Inspired by Raising my Boychick I thought I should untangle my conflicting female role models (or 'mole waddles' as I once said in a drunken debate - note to self: I have no head for alcohol since becoming a Mum).
Don't you just love a woman just responds to winning a Nobel prize with 'Oh, Christ'. Yes, Doris Lessing has balls to spare. This video of her hearing about the Nobel prize always raises a smile.
I love Doris Lessing, she has incisive intelligence, she fights for her ideals, bites the hands that feed her, she is rude, she is articulate and she is brilliant. She writes what she believes in and, boy, does she do it well!
Hold on, you may ask, didn't she abandon her kids when she left Southern Africa? Yes, and she has never apologised or sought to justify her decision. How can this woman be a role model? As a parent she definitely is not!

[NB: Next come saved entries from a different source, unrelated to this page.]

Issue #103, opened 2026-05-22
PRD: Local daemon build-version handshake + daemon stop CLI


vfarcic:
## PRD: Local daemon build-version handshake + `daemon stop` CLI

**Problem**: After v0.25.0 (PRD #93, always-external daemon), a user who upgraded the binary while a daemon from a previous build was still running had their local TUI silently attach to the stale daemon. The local attach path performs no version handshake (it only checks the socket's mode/uid), and `PROTOCOL_VERSION=1` did not change even though rounds 9-12 mutated handler-side schemas (e.g. `pane_orchestration_map` value type changed from `String` to `(String, String)`; `TabMembership::Orchestration` gained `orchestration_cwd`). Delegate signals reached the stale daemon but silently no-op'd in its role-map lookup. Remote (`dot-agent-deck connect`) was unaffected because each ssh-connect spawns a fresh daemon at the remote's installed binary version.

**Solution**: Close the local upgrade-path gap on two axes: (1) extend the existing `AttachRequest::Hello` / `AttachResponse` handshake to carry a `build_version: String` alongside `server_version: u32`, and add a TUI-side check after `ensure_external_daemon_or_die` that bails with a clear error when the daemon's build differs from `env!("DAD_VERSION")`; (2) ship `dot-agent-deck daemon stop` (and `daemon restart`) so users have a documented, non-`kill -9` way to recycle the local daemon — refusing without `--force` if managed agents are still alive. This delivers the "equivalent local command" promised by PRD #93 line 39.

**Detailed PRD**: See [prds/103-local-daemon-build-version-handshake.md](https://github.com/vfarcic/dot-agent-deck/blob/main/prds/103-local-daemon-build-version-handshake.md)

**Priority**: High

PR #599, opened 2026-08-18
fix(ipc): bound the sync clients' connect step by the caller's deadline (#435)

### LINKED ISSUE #435: IpcClient::connect is uninterruptible on Unix, so both sync IPC paths can hang past their advertised deadline

vfarcic:
Fixes #435.

## The defect

Both synchronous IPC paths opened the connection with a blocking, uninterruptible call and applied their deadline only afterwards:

- `src/hook.rs` — `request_from_socket_at` (the `get-seed` and `delegate` verbs), whose doc comment claims to bound the **whole exchange**;
- `src/ui.rs` — `send_daemon_request_blocking_with_timeout` (the manager dialog's run-now and the 250 ms `Ctrl+n` hint), on the synchronous TUI key path.

On Unix `IpcClient::connect` was a straight lift of `std::os::unix::net::UnixStream::connect`, which honours no timeout — so the connect step sat outside every budget those callers advertise.

## Reproduced first

`connect(2)` to a Unix socket whose listener has a full accept queue and never calls `accept()` **parks indefinitely**. It does not report `ECONNREFUSED`, and it does not report `EAGAIN` either — that is what a *non-blocking* socket gets, which is precisely why only the blocking path was exposed.

The new `platform::ipc::unix::tests::connect_against_a_saturated_listener_returns_within_the_deadline` builds exactly that shape (a raw `listen(2)` with backlog 1, filled until the queue stops taking connections, never accepted). Against the code as it stood it **sat parked past a 5 s watchdog**; with the fix it returns `TimedOut` in ~250 ms. Reverting `connect_timeout` to delegate to `connect` turns it red again, so the fix is load-bearing rather than incidental.

Its control — the same client, the same code path, a listener with a free backlog slot — connects in 6 ms both before and after, so the red above is attributable to saturation and not to "the deck can no longer talk to an un-accepted socket".

## The fix

`IpcClient::connect_timeout(endpoint, timeout)` on both backends; both sync callers now use it.

**Unix** creates the socket non-blocking and retries `connect(2)` against the budget with a 1 ms → 20 ms backoff. The obvious shape — connect once, `poll(2)` for writability, read `SO_ERROR` — is the `TcpStream` recipe and is silently wrong here, which I found by measurement rather than by reasoning: `connect(2)` documents `EINPROGRESS` as the pollable "started, not finished" state and states that "UNIX domain sockets failed with `EAGAIN` instead", and an *unconnected* Unix socket already polls writable, so that version returned `Ok` — with a client connected to nothing — against a saturated listener in single-digit milliseconds. Retrying is also the right behaviour for the condition: a full accept queue is transient, and the Windows backend already retries its exact analogue (`ERROR_PIPE_BUSY`) against a budget.

Error kinds are preserved: everything except "try again" comes straight from `connect(2)`, so a missing socket file is still `NotFound` and a stale inode still `ConnectionRefused`. Blowing the budget is `TimedOut`, which no caller had a way to see before. The socket is created `SOCK_CLOEXEC` (with an `fcntl` fallback off Linux) to match what the stdlib's connect does — the deck `exec`s an agent per pane, so a leaked daemon-socket fd would be a real handle escape.

**Windows** could never hang here, but it could not honour a budget *shorter* than its own 2 s retry ceiling either; `connect_timeout` takes the smaller of the two, so the 250 ms hint path no longer spends two seconds on a busy pipe. This only tightens the path.

**`hook::send_to_socket` deliberately keeps the unbounded `connect`.** It advertises no deadline, and dropping an agent event on a momentarily-full queue is a worse trade than waiting for a slot. That is now stated on `connect`'s own doc comment, so the choice between the two entry points is documented at the seam rather than left to be rediscovered.

**Did this change the TUI↔daemon contract? No.** No request or response variant, field, or framing moved, and no field changed meaning — this is how a connection is *opened*, not what is said over it. `PROTOCOL_VERSION` stays at **7** (both `v0.36.2` and this branch report `server_version: 7` from `daemon hello`), and no `changelog.d/*.breaking.md` fragment applies. Bump class: **bugfix → patch**.

Verified rather than asserted. A `v0.36.2` daemon was started in a fully isolated sandbox (sockets, lock dir, state dir, config, `HOME`, **and `DOT_AGENT_DECK_LOG`**), and this branch's binary was driven against it:

| Path | Result |
|---|---|
| Attach socket — TUI attach + `daemon status` | both panes listed |
| `Ctrl+n` form (`send_daemon_request_blocking_with_timeout`, 250 ms) | form opened, orchestration offered and created |
| `delegate` (`send_and_await_reply` → `connect_timeout`) | routed; task file written with the exact task text; worker pane received it |
| `agent-event --type running` | arrived; the worker card flipped to Thinking |
| `work-done --done` | arrived; the daemon retired the delegation and cancelled its idle watch |
| `get-seed` (`request_from_socket` → `connect_timeout`) | answered (`has_seed=false`) |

Let me explain my other role model. Frances is not famous, she does not aspire to be. She is just a friend of mine who I have not seen for a few years since she went to live in a deserted part of Kerry in rural Ireland. She is, however, my other role model. Just seeing her and her son together just made me realise how rewarding parenting could be.
What is so special about Frances as a Mum? Like Doris, she worked things out for herself. She read and she read, not baby manuals but about human development about psychology and about the things that underpin how we really work, then she got stuck in and enjoyed! I have never seen such joy at parenthood; she took the time to explore life afresh through her son's eyes.
My role models are conflicting and I don't aspire to fully emulate either. I do hope that I emulate their clarity and intelligence, I hope that I can blow raspberries in the face of convention when it runs counter to my family's best interests. I hope to have integrity at all times, to see beauty and to realise that there is always something to learn. Yes, I seem to have problems with conventional role models/ mole waddles but I can be inspired by, and celebrate, the diversity of amazing women out there (in my own way).